> Task: The required answer is a copy of each line in the entries below that includes "console".

[Records contained in a dataset]
Issue #2345, opened 2022-02-03
publishPod from CLI: Text isn't output to terminal/console for dendron.markdown or dendron.html, and --vault arg is ignored


ScriptAutomate:
## Please select the area your bug applies to. (Multiple selections are Possible. You can leave blank if you're not sure.)

- [ ] Workspace.  VSCode workspace, vaults, Intellisense/autocomplete, Dendron settings
- [ ] Lookup.  Dendron's Lookup Command
- [ ] Views.  Dendron Preview, Tree View, Side Panels in the UI
- [ ] Schema.  Dendron Schemas
- [x] Pod.  Data import from / export to Dendron
- [ ] Publish.  External Site Publish
- [ ] Markdown.  Markdown features, such as syntax support and features

## Describe the bug

Using the CLI, I'm not able to get `publishPod` to work as expected. This seems to be the case for both Markdown and HTML, the two I have tested.

In the future, we should look at the following to work via CLI:
```sh
dendron publishPod --wsRoot . --podId dendron.html --query root
```
At the moment, it doesn't work, even if the pod was first generated via CLI:
```sh
dendron publishPod --wsRoot . --podId dendron.html --genConfig
```
It also seems to require `vaultName` to be present in the config yml, otherwise it will fail. `--vault` looks to be ignored at the CLI, with or without `vaultName` present in the yml config.

## To Reproduce

1. Run `dendron publishPod --wsRoot . --podId dendron.html --genConfig` to generate the HTML publish pod config
2. Run `dendron publishPod --wsRoot . --vault vault --podId dendron.html --query root` (where `vault` is named `vault`)

This errors out. Looks like `vaultName` is required to be configured in the `dendron.html/config.publish.yml`. After that is configured, I can run the command, but with zero output.

3. Run `dendron publishPod --wsRoot . --podId dendron.html --query root`
4. See zero output. No error and no text output to terminal.

## Expected behavior

Two things were expected (which means this may require two issues?):
- `dendron publishPod --wsRoot . --vault vault --podId dendron.html --query root` should work, even if `vaultName` is not configured in the `.yml`, since I am providing `vault` via `--vault` (which says in the `--help` is a valid arg).
- `dendron publishPod --wsRoot . --vault vault --podId dendron.html --query root` should output the result in the console/terminal output

For another example, I imagine that the following should be the same commands:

> Finished exercise:
publishPod from CLI: Text isn't output to terminal/console for dendron.markdown or dendron.html, and --vault arg is ignored
- `dendron publishPod --wsRoot . --vault vault --podId dendron.html --query root` should output the result in the console/terminal output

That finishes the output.